* Material to process *

Issue #93, opened 2023-12-24
Add HellaSwag


saattrupdan:
This will be part of a new common sense reasoning task, framed as a text classification task. Could be machine translated initially.

Issue #92, opened 2023-12-24
Add MMLU


saattrupdan:
This will constitute a new "knowledge task", and can be framed as a text classification task, making it suitable for both encoders and decoders. 

We can add a machine translated version of MMLU to start with. Also, we probably need a way to select a smaller subset of it.

saattrupdan:
@peterbjorgensen I have formatted and uploaded the `m_mmlu` dataset that you showed me - it's now available at [Hugging Face Hub](https://huggingface.co/datasets/alexandrainst/m_mmlu). Same thing with [HellaSwag](https://huggingface.co/datasets/alexandrainst/m_hellaswag), [ARC](https://huggingface.co/datasets/alexandrainst/m_arc) and [TruthfulQA](https://huggingface.co/datasets/alexandrainst/m_truthfulqa).

I've implemented MMLU, HellaSwag and ARC in the framework now, as a common new "multiple choice" task. Not sure if we should add TruthfulQA yet, but we can chat about that. I'll tag you in a PR in a minute.

In any case, we still need the translations that you're working on, for Norwegian, Icelandic and ideally also Faroese, if possible.

Issue #91, opened 2023-12-23
Add NorQuAD


saattrupdan:
The NorQuAD dataset is a gold-standard Norwegian question answering dataset. It should probably replace the ScandiQA-no dataset. 

Link: https://github.com/ltgoslo/NorQuAD

Issue #89, opened 2023-12-23
Add FoNE


saattrupdan:
The FoNE dataset is a gold-standard Faroese NER dataset, which should replace the current WikiANN-fo, as the latter is automatically generated and too easy. 

Link: https://huggingface.co/datasets/vesteinn/sosialurin-faroese-ner/discussions/1

PR #95, opened 2023-12-27
Feat/add more datasets

### LINKED ISSUE #94: Add ARC
This will be part of the "knowledge" task, similar to MMLU. Maybe it shouldn't be included if MMLU is sufficient.

saattrupdan:
### Added
- Added the following new datasets:
    - `fone`, a Faroese NER dataset, which replaces the previous `wikiann-fo` dataset.
    - `dansk`, a Danish NER dataset, which complements the previous `dane` dataset.
    - `norquad`, a Norwegian question answering dataset, which replaces the previous `scandiqa-no` dataset.
    - `mmlu-da`, `mmlu-sv`, `mmlu-de`,  and `mmlu-nl`, being GPT-3.5-turbo translated versions of MMLU, the multiple choice dataset testing the knowledge of generative models.
    - `arc-da`, `arc-sv`, `arc-de`,  and `arc-nl`, being GPT-3.5-turbo translated versions of HellaSwag, the multiple choice dataset testing the knowledge of grade-school science questions.
    - `hellaswag-da`, `hellaswag-sv`, `hellaswag-de`,  and `hellaswag-nl`, being GPT-3.5-turbo translated versions of HellaSwag, the multiple choice dataset testing the common sense reasoning of generative models.

This closes #94, #93, #92, #91 and #89.


CHANGELOG.md
```diff
@@ -23,13 +23,32 @@ and this project adheres to
...
   cached model outputs or datasets.
+- Added the following new datasets:
+    - `fone`, a Faroese NER dataset, which replaces the previous `wikiann-fo` dataset.
+    - `dansk`, a Danish NER dataset, which complements the previous `dane` dataset.
+    - `norquad`, a Norwegian question answering dataset, which replaces the previous
+      `scandiqa-no` dataset.
+    - `mmlu-da`, `mmlu-sv`, `mmlu-de`,  and `mmlu-nl`, being GPT-3.5-turbo translated
+      versions of MMLU, the multiple choice dataset testing the knowledge of generative
+      models.
+    - `arc-da`, `arc-sv`, `arc-de`,  and `arc-nl`, being GPT-3.5-turbo translated
```
KennethEnevoldsen: Is 3.5 turbo the best model for translation? I could imagine that this might introduce a bias, which is not ideal.

src/scripts/create_dansk.py
```diff
@@ -0,0 +1,176 @@
...
+        "NORP": "MISC",
+        "ORDINAL": "O",
+        "ORGANIZATION": "ORG",
+        "PERCENT": "O",
+        "PERSON": "PER",
+        "PRODUCT": "MISC",
+        "QUANTITY": "O",
+        "TIME": "O",
+        "WORK OF ART": "MISC",
+    }
```
KennethEnevoldsen, line 57: Why is it that we map to the conll2003 format? It seems simplifying without adding any benefits (in fact, differing from the 'standard' might be good at measuring weaknesses with LLMs, which perform poorly on multilevel classification, especially if there are a lot of labels).

src/scripts/create_fone.py
```diff
@@ -0,0 +1,114 @@
...
+        8: "O",  # Original: I-Date
+        9: "I-LOC",  # Original: I-Location
+        10: "I-MISC",  # Original: I-Miscellaneous
+        11: "O",  # Original: I-Money
+        12: "I-ORG",  # Original: I-Organization
+        13: "O",  # Original: I-Percent
+        14: "I-PER",  # Original: I-Person
+        15: "O",  # Original: I-Time
+        16: "O",  # Original: O
+    }
```
KennethEnevoldsen, line 52: same question as for dansk

CHANGELOG.md
saattrupdan: I completely agree regarding the bias. This was primarily to have _something_ to enable us to evaluate the models on these kinds of tasks, which should be replaced by gold standard datasets later.

And I didn't choose gpt-3.5, as we didn't do the translation - it was simply already freely available from the University of Oregon, so it was a start. 

We're currently looking into translation of the remaining Germanic languages (Norwegian, Icelandic and Faroese), as well as validation of the translations from native speakers. So see this as a start, and I think we should wait with a new ScandEval release until the translations are done and validated. 

Does that sound alright with you?

src/scripts/create_dansk.py
saattrupdan: Hmm a really good point actually. Initially it was to be able to compare across languages, but since it seems like we're moving away from that anyway, I don't see why we can't change this too. This is also the case for several other NER datasets in that case (Swedish, Norwegian and Faroese all use different tagging systems).

src/scripts/create_fone.py
saattrupdan: Moving the discussion to that comment 🙂

CHANGELOG.md
KennethEnevoldsen: Sounds very reasonable. I would add that justification somewhere (changelog maybe?) such that it is made clear somewhere

src/scripts/create_dansk.py
KennethEnevoldsen: Yea, I believe it is great to standardize e.g. when training a model but in our case keeping the original labels is probably better. Unsure if the prompts for NER are written specifically for conll2003?

saattrupdan: Also, I think the NER module needs to change to reflect this change, somehow. Currently the label scheme is hardcoded, and the label scheme is also used in the few shot prompts. So not sure how to deal with it

KennethEnevoldsen: I can't find a full overview of the prompt, but I would probably create the label section and then either hardcode it pr. dataset or add a description pr. label and then parse it in automatically. 

the label scheme should ideally not be hardcoded. Thought it might be ideal to commit this PR for now and just create an issue for this.

CHANGELOG.md
saattrupdan: Added it to the changelog now.

src/scripts/create_dansk.py
saattrupdan: Added issue on it now: https://github.com/ScandEval/ScandEval/issues/96

saattrupdan:
@KennethEnevoldsen Noticed there was an issue with the DANSK script, as it didn't allow for NER tags spanning multiple tokens - this has been fixed now.

AJDERS (approved):
LGTM!

KennethEnevoldsen:
> @KennethEnevoldsen Noticed there was an issue with the DANSK script, as it didn't allow for NER tags spanning multiple tokens - this has been fixed now.

The dataset or the code?

saattrupdan:
> > @KennethEnevoldsen Noticed there was an issue with the DANSK script, as it didn't allow for NER tags spanning multiple tokens - this has been fixed now.
> 
> The dataset or the code?

Both - I fixed both dataset and code. I removed all DANSK evaluations and started from scratch again after that fix.

KennethEnevoldsen:
Ahh so not an error in the original dataset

* Work to be completed *
Please write out exactly the lines from the start of the data through the line that contains "The FoNE dataset", both ends included, and nothing else.

* Answer below *
Issue #93, opened 2023-12-24
Add HellaSwag


saattrupdan:
This will be part of a new common sense reasoning task, framed as a text classification task. Could be machine translated initially.

Issue #92, opened 2023-12-24
Add MMLU


saattrupdan:
This will constitute a new "knowledge task", and can be framed as a text classification task, making it suitable for both encoders and decoders. 

We can add a machine translated version of MMLU to start with. Also, we probably need a way to select a smaller subset of it.

saattrupdan:
@peterbjorgensen I have formatted and uploaded the `m_mmlu` dataset that you showed me - it's now available at [Hugging Face Hub](https://huggingface.co/datasets/alexandrainst/m_mmlu). Same thing with [HellaSwag](https://huggingface.co/datasets/alexandrainst/m_hellaswag), [ARC](https://huggingface.co/datasets/alexandrainst/m_arc) and [TruthfulQA](https://huggingface.co/datasets/alexandrainst/m_truthfulqa).

I've implemented MMLU, HellaSwag and ARC in the framework now, as a common new "multiple choice" task. Not sure if we should add TruthfulQA yet, but we can chat about that. I'll tag you in a PR in a minute.

In any case, we still need the translations that you're working on, for Norwegian, Icelandic and ideally also Faroese, if possible.

Issue #91, opened 2023-12-23
Add NorQuAD


saattrupdan:
The NorQuAD dataset is a gold-standard Norwegian question answering dataset. It should probably replace the ScandiQA-no dataset. 

Link: https://github.com/ltgoslo/NorQuAD

Issue #89, opened 2023-12-23
Add FoNE


saattrupdan:
The FoNE dataset is a gold-standard Faroese NER dataset, which should replace the current WikiANN-fo, as the latter is automatically generated and too easy. 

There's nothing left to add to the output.